Copy out each line of the entries below in which the string "place" appears.

────────────────

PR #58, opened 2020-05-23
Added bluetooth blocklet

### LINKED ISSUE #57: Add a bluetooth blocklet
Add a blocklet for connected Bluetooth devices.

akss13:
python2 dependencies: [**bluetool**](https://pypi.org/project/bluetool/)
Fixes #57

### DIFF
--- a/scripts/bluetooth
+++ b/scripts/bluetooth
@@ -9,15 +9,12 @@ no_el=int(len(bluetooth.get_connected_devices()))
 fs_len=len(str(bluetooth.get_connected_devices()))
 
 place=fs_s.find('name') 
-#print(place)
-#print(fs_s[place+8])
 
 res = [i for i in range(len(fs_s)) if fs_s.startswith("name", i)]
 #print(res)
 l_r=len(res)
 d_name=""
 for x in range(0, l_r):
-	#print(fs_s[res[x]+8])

────────────────

§ **Answer box**
 place=fs_s.find('name') 
-#print(place)
-#print(fs_s[place+8])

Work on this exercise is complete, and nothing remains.